“USPTO Guidance and Amgen Decision: Implications for Chemical and Biotech Patent Applications”
Unraveling the Impact of the Amgen Decision on the Patent Landscape
When the U.S. Supreme Court handed down its verdict in Amgen, Inc. v. Sanofi (Amgen) in May 2023, the patent world was left reeling. The decision, which invalidated Amgen patents due to a lack of enablement, sent shockwaves through the chemical and biotech sectors. It was widely anticipated that this ruling would make it more challenging for life sciences companies to secure broad patents claiming an entire genus of compounds, such as antibodies, that perform a specified function. However, the recent guidance issued by the U.S. Patent and Trademark Office (USPTO) suggests that the impact of the Amgen decision might not be as severe as initially feared.
The USPTO Guidance: A Beacon of Clarity?
The USPTO’s much-anticipated guidance on the Amgen decision has finally arrived. The guidance instructs USPTO personnel to continue using the In re Wands factors to determine whether the amount of experimentation required to enable the full scope of the claimed invention is reasonable. These factors include the breadth of the claims, the nature of the invention, the state of the prior art, the level of one of ordinary skill, the level of predictability in the art, the amount of direction provided by the inventor, the existence of working examples, and the quantity of experimentation needed to make and use the invention based on the content of the disclosure.

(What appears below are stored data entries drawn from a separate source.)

PR #154, opened 2021-12-24
feat: remove token list screen and peer count in stats

pedroferreira1:
### Acceptance Criteria

- We shouldn't see the peer count in the Statistics screen because this count is not 100% reliable.
- We should remove the tokens list screen.


r4mmer (approved):
Should we also remove the token proxy on explorer service? It was going to be used only by the tokens screen.

andreabadesso (approved):

r4mmer (dismissed):

r4mmer (approved):

PR #155, opened 2021-12-27
feat: use explorer service node api proxy endpoints

r4mmer:
# Acceptance criteria 

Use proxy apis from explorer-service instead of requesting the full-node directly.

depends on 3 apis implemented on HathorNetwork/hathor-explorer-service#109


pedroferreira1 (approved):

andreabadesso (approved):
@r4mmer 
Is there some specific reason for not using async/await on the explorer? Or we are just being consistent with the current code?

r4mmer:
> Is there some specific reason for not using async/await on the explorer? Or we are just being consistent with the current code?

I'm not aware of any impediments, this was done for consistency, but we could make a refactor to start using more async where needed.

pedroferreira1 (approved):

PR #161, opened 2022-01-26
feat(statistics): add orphan blocks and remove block info (#159)

lucas3003:
### Motivation

To give a better user experience on statistics page, we are removing "block" and adding "orphan blocks" information.

### Acceptance criteria

The explorer must show the statistics page as this screenshot:

Screenshot from 2022-01-26 10-57-21


pedroferreira1 (dismissed):

r4mmer (approved):

src/screens/Dashboard.js
```diff
@@ -39,8 +39,8 @@ class Dashboard extends React.Component {
 
     return (
       <div className="content-wrapper">
-        <p><strong>Blocks: </strong>{helpers.renderValue(blocks, true)}</p>
         <p><strong>Height of the best chain: </strong>{helpers.renderValue(height, true)}</p>
+        <p><strong>Orphan blocks: </strong>{helpers.renderValue(orphanBlocks, true)}</p>
```
msbrogli, line 43: As briefly discussed in our daily meeting, I feel that we shouldn't add the orphan blocks here. My point is that orphan blocks are not synced among peers and this number must be different for each peer. Besides that, this information is not useful except for miners. In this case, miners will keep track of the orphan blocks so they can improve their mining strategy to reduce it as much as possible.

The explorer service might keep track of the number of orphan blocks. It might be useful for us to understand how efficient the mining is, and maybe get in touch with miners to help them improve their operations.

@pedroferreira1 @r4mmer @lucas3003 What do you think?

msbrogli (changes requested):

src/screens/Dashboard.js
pedroferreira1: I agree. I talked with @lucas3003 yesterday that I misunderstood some discussions on Slack and created the issue not how it should be.

lucas3003: I agree. I will remove "Blocks" line and rename "Height of the best chain" to "Blocks (best height)".

lucas3003: Also, I will send that in a new PR. I mistakenly created the branch on top of master instead of dev.

lucas3003: Just sent the new PR: https://github.com/HathorNetwork/hathor-explorer/pull/164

The aim of this guidance is to ensure a consistent analysis and treatment of the enablement requirement of U.S. patent laws by USPTO employees. It applies to re-examination proceedings by the Patent Trial and Appeal Board (PTAB), ex parte appeals, and post-issuance proceedings. Interestingly, the guidance does not seem to signal a significant departure from the existing guidance for analyzing the patentability of chemical and biotech patent applications.

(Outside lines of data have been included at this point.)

Issue #158, opened 2022-01-13
Transaction detail screen: graphviz graphs should be loaded only when requested by user


pedroferreira1:
We currently have two graphs (funds and verification neighbors) inside a transaction detail screen. We should load and show them only if the users clicks a button or a link "Load verification neighbors", not always.

PR #165, opened 2022-01-28
feat(transactions): load neighbors graphs only when requested by user (#158)

lucas3003:
### Motivation

Today, when the user loads the transaction page, it automatically loads the neighbors graphs (verification and funds). If the user opens many transactions, the interface starts to slow down because of these automatically loaded graphs.

To solve this problem, a lazy loading mechanism was introduced. Now, the graph will only be loaded when user requests.

### Acceptance Criteria

User must be able to visualize neighbors graphs when clicking on "Click to show" and hiding it clicking on "Click to hide", as shown on this video:

Obs. A sleep of 5 seconds was intentionally placed to simulate a scenario where the full-node is taking too long to respond:

https://user-images.githubusercontent.com/3287486/151799933-a3af6eeb-df32-428d-acdb-cf4c9a6f3513.mov

### DIFF
--- a/src/components/tx/TxData.js
+++ b/src/components/tx/TxData.js
@@ -137,12 +137,11 @@ class TxData extends React.Component {
   calculateNeighborsGraph = async (graphType) => {
     const viz = new Viz({ Module, render });
 
-    await graphvizApi.dotNeighbors(this.props.transaction.hash, graphType).then(response => {
-      viz.renderSVGElement(response).then((element) => {
-          element.id = `graph-${graphType}`;
-          document.getElementById(`graph-${graphType}`).appendChild(element);
-      });
-    });
+    const graphvizResponse = await graphvizApi.dotNeighbors(this.props.transaction.hash, graphType);
+    const element = await viz.renderSVGElement(graphvizResponse);
+
+    element.id = `graph-${graphType}`;
+    document.getElementById(`graph-${graphType}`).appendChild(element);
   }
 
   /**
@@ -159,12 +158,15 @@ class TxData extends React.Component {
 
     this.setState({ graphs });
 
+    // Check if graph needs to be calculated before showing
     if(!graphs[index].calculatedNeighbors && !graphs[index].graphLoading) {
       graphs[index].graphLoading = true;
       this.setState({ graphs });
 
+      // Make the necessary requests to calculate the graph
       await this.calculateNeighborsGraph(graphs[index].name);
 
+      // Update graph status
       graphs[index].calculatedNeighbors = true;
       graphs[index].graphLoading = false;
       this.setState({ graphs });
--- a/src/components/tx/TxData.js
+++ b/src/components/tx/TxData.js
@@ -34,40 +34,33 @@ class TxData extends React.Component {
    * children {boolean} if should show children (default is hidden but user can show with a click)
    * tokens {Array} tokens contained in this transaction
    * metadataLoaded {boolean} true when all token metadatas are loaded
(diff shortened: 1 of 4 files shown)


src/components/tx/TxData.js
```diff
@@ -409,10 +448,12 @@ class TxData extends React.Component {
...
     }
 
-    const renderGraph = (label, type) => {
+    const renderGraph = (label, type, toggleFunction, currentState) => {
       return (
-        <div className="mt-3 graph-div" id={`graph-${type}`} key={`graph-${type}-${this.props.transaction.hash}`}>
+        <div  id={`graph-neighbors`} key={`graph-${type}-${this.props.transaction.hash}`}>
           <label className="graph-label">{label}:</label>
+          <a href="true" className="ml-1" onClick={(e) => toggleFunction(e)}>{currentState ? 'Click to hide' : 'Click to show'}</a>
+          <div className={currentState ? undefined : 'hidden'} id={`graph-${type}`}></div>
```
pedroferreira1, line 456: If the full node is loaded with requests it may take some time to load this graph and the user will see only an empty box. Maybe we could create another state `fundsGraphLoaded` (the same for verification) and inside this `div` we add a `{!fundsGraphLoaded && 'Loading graph...'}` so the user understands that something is loading. We can even add a Loading that is already in use in the project (`ReactLoading`)

What do you think?

lucas3003: Great idea, I think this really improves the UX. Currently, if nothing happens for a while, the user will think the action did not work. He will try to reload the page, click again and generate more load on full-node.

pedroferreira1 (approved):

src/components/tx/TxData.js
```diff
@@ -409,10 +461,15 @@ class TxData extends React.Component {
       )
     }
 
-    const renderGraph = (label, type) => {
+    const renderGraph = (graphIndex) => {
       return (
-        <div className="mt-3 graph-div" id={`graph-${type}`} key={`graph-${type}-${this.props.transaction.hash}`}>
-          <label className="graph-label">{label}:</label>
+        <div className="d-flex flex-column flex-lg-row align-items-start mb-3 common-div bordered-wrapper w-100">
+          <div className="mt-3 graph-div" id={`graph-neighbors`} key={`graph-${this.state.graphs[graphIndex].name}-${this.props.transaction.hash}`}>
```
r4mmer, line 467: Is this id used? If so we should make it something like `graph-neighbors-${graphIndex}` (or name) to differentiate.

src/components/tx/TxData.js
```diff
@@ -121,6 +129,50 @@ class TxData extends React.Component {
...
+   *
+   * @param {string} graphType
+   */
+  calculateNeighborsGraph = async (graphType) => {
+    const viz = new Viz({ Module, render });
+
+    const graphvizResponse = await graphvizApi.dotNeighbors(this.props.transaction.hash, graphType);
+    const element = await viz.renderSVGElement(graphvizResponse);
+
+    element.id = `graph-${graphType}`;
```
r4mmer, line 143: I know we won't recalculate this, but we shouldn't add an element with the same id as the parent. Maybe use `graph-${graphType}-data`.

r4mmer (changes requested):

src/components/tx/TxData.js
lucas3003: It is not being used. I will remove it.

r4mmer (approved):

pedroferreira1 (approved):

Dissecting the Amgen Decision
While the USPTO guidance does not indicate a major shift in the patent examination process, it’s worth revisiting the Amgen decision itself. The unanimous ruling by the Supreme Court is still likely to influence the examination process, particularly with respect to the enablement issue. Furthermore, courts will likely use the Amgen precedent when dealing with enablement issues during litigation.
In the Amgen case, the Supreme Court ruled that claims drawn to a genus of monoclonal antibodies, though functionally claimed, were invalid for lack of enablement. The Court clarified that the patent’s specification must describe the invention in such terms that one skilled in the art can make and use the claimed invention. Justice Neil Gorsuch, the author of the opinion, emphasized that the more one claims, the more one must enable.
The Court found that the specification failed to enable all that it claimed, even allowing for a reasonable degree of experimentation. The Court held that the specification’s description of how to make 26 examples was insufficient to fully enable the full breadth of the claims. The Court concluded that the Amgen patents were invalid for lack of enablement.
Conclusion: Navigating the Post-Amgen Patent Landscape
While the new USPTO guidance does not signal a significant departure from the current approach to examining chemistry and biotech patent applications, the Amgen decision is bound to have some impact on patent examination and litigation with respect to enablement. Innovators working in technologies where enablement is an issue—particularly in the chemical and biotechnology sectors—should collaborate with practitioners well-versed in the nuanced issues of enablement. This will increase their chances of obtaining patents that can withstand validity challenges based on the Amgen precedent.